● **RECORD EXTRACTS**
* * *
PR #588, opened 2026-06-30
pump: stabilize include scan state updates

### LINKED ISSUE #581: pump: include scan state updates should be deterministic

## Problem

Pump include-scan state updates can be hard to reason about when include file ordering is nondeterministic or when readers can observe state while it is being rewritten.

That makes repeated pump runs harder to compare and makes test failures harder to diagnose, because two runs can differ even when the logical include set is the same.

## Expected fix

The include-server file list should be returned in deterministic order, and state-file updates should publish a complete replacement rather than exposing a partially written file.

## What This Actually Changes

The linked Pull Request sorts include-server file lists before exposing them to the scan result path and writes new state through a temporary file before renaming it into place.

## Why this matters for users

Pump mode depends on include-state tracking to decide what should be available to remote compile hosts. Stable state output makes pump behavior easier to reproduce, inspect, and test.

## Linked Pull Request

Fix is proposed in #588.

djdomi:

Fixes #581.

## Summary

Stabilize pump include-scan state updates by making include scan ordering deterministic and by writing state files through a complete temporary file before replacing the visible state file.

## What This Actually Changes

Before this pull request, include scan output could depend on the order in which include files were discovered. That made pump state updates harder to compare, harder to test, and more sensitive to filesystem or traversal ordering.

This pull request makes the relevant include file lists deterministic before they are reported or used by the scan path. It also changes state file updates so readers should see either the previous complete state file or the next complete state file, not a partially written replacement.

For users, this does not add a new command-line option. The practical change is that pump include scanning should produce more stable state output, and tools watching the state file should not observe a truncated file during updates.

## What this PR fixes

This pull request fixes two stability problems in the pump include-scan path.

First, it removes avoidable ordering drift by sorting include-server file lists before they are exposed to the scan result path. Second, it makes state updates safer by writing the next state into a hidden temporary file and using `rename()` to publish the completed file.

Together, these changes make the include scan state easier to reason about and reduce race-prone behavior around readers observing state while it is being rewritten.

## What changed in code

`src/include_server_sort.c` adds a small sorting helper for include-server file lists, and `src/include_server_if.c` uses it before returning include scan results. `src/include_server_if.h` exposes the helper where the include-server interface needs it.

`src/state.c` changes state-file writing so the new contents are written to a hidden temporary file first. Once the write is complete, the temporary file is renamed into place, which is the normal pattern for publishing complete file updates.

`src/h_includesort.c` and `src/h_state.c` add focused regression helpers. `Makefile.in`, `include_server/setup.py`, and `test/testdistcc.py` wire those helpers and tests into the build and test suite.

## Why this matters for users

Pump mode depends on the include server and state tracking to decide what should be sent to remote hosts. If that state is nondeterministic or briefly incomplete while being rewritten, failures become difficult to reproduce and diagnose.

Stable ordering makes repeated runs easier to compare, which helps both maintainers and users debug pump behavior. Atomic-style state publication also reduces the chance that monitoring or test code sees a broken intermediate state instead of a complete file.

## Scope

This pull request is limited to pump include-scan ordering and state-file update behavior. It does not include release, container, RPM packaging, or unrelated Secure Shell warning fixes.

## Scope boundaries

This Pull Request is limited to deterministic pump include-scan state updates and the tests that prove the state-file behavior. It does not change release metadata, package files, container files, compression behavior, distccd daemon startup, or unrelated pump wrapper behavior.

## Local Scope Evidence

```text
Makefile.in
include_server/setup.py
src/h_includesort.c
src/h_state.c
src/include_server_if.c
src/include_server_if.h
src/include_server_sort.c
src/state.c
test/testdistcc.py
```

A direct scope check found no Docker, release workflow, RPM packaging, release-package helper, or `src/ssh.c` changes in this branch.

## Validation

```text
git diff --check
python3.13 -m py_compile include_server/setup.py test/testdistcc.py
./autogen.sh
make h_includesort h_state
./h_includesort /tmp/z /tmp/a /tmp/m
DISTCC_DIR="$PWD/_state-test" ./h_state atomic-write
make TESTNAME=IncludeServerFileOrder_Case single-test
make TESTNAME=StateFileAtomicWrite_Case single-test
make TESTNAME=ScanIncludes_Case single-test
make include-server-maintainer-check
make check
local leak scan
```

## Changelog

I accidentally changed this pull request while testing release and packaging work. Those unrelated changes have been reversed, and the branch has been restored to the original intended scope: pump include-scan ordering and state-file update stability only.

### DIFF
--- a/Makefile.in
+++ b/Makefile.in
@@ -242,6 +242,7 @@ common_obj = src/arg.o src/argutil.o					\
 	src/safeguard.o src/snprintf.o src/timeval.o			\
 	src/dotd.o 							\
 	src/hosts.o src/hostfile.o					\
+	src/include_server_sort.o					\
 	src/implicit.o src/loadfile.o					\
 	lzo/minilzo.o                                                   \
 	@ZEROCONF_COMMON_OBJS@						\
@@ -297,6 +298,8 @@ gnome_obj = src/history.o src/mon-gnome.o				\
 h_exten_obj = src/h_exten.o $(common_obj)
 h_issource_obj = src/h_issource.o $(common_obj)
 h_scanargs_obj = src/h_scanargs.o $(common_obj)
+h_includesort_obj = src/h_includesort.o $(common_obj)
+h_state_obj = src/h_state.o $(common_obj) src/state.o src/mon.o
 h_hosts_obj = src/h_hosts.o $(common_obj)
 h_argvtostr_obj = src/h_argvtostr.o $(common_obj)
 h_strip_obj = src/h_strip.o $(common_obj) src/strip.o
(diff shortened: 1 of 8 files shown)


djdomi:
* * *
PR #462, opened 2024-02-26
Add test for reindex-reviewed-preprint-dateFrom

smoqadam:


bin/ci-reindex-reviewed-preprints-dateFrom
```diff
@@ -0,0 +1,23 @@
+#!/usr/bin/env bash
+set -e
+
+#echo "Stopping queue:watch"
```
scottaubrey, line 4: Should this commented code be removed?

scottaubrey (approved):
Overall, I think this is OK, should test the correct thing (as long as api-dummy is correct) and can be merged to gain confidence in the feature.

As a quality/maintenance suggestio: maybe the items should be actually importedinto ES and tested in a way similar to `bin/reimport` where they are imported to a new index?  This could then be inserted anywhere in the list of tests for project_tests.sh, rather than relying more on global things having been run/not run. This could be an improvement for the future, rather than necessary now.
* * *
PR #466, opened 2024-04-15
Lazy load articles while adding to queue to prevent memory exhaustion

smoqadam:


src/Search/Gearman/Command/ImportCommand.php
* * *
● **TASK**
Give the count of lines in the entries above that hold the word "when", with no other words.

● **EXERCISE ANSWER**
2